Exercise goal:
Please transcribe, exactly and only, the lines of the records below from the one holding "conditional environment wiring." to the very end.

Supplied records:
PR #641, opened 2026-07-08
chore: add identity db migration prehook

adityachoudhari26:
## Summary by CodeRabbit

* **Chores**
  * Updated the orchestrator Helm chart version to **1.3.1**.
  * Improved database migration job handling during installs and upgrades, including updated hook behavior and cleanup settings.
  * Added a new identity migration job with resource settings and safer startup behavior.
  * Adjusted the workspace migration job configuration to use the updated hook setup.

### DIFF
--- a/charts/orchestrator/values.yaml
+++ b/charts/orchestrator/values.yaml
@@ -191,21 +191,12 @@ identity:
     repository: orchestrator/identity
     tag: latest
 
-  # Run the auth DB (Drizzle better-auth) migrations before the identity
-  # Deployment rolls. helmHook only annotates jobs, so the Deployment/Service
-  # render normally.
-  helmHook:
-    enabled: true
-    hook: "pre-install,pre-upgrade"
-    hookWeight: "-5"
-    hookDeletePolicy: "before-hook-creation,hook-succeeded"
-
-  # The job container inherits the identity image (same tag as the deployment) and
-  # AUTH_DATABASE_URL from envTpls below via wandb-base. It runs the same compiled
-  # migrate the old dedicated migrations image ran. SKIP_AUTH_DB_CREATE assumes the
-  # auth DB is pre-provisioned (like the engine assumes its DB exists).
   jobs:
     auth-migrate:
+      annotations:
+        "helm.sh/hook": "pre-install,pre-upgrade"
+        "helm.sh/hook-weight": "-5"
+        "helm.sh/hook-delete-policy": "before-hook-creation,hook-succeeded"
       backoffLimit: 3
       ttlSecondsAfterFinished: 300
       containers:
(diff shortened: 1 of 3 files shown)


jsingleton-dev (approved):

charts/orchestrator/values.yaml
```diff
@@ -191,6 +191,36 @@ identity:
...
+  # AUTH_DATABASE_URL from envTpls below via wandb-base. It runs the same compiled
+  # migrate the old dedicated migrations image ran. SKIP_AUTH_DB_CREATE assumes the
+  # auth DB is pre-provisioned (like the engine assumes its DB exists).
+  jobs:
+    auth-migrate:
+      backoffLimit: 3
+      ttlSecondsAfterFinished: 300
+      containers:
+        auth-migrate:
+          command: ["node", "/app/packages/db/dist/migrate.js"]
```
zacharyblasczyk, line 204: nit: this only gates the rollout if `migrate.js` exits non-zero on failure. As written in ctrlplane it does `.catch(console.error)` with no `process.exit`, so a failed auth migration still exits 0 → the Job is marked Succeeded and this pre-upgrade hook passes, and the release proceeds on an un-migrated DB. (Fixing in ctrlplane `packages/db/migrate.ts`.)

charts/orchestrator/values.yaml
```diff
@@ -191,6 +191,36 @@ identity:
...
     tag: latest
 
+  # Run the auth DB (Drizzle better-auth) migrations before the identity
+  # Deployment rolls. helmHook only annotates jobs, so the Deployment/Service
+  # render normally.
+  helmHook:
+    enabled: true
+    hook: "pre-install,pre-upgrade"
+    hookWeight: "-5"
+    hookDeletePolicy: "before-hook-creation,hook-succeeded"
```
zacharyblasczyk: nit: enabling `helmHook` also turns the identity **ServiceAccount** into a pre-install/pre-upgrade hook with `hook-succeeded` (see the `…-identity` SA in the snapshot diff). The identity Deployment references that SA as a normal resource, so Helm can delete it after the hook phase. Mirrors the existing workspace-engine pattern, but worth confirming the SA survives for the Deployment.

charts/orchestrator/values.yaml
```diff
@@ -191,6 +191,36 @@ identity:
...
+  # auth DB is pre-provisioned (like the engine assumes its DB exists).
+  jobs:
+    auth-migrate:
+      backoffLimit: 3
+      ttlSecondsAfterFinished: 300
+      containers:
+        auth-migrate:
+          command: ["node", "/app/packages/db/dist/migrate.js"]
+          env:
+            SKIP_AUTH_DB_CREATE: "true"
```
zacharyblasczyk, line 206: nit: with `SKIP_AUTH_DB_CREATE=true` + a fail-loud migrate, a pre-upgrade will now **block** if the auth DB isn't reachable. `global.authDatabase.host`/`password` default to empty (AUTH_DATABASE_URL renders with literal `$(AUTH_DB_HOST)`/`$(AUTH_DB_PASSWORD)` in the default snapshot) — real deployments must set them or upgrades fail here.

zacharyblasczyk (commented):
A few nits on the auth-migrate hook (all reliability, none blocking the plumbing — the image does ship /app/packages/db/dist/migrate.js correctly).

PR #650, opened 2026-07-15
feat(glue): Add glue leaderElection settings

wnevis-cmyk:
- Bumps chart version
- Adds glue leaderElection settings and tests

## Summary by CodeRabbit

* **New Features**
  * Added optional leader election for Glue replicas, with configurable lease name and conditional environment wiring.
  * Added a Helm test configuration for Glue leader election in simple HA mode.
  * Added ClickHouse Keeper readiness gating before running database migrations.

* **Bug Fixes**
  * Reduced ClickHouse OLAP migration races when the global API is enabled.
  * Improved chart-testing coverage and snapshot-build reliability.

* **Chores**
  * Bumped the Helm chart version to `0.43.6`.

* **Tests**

Problem solution:
  * Added optional leader election for Glue replicas, with configurable lease name and conditional environment wiring.
  * Added a Helm test configuration for Glue leader election in simple HA mode.
  * Added ClickHouse Keeper readiness gating before running database migrations.

* **Bug Fixes**
  * Reduced ClickHouse OLAP migration races when the global API is enabled.
  * Improved chart-testing coverage and snapshot-build reliability.

* **Chores**
  * Bumped the Helm chart version to `0.43.6`.

* **Tests**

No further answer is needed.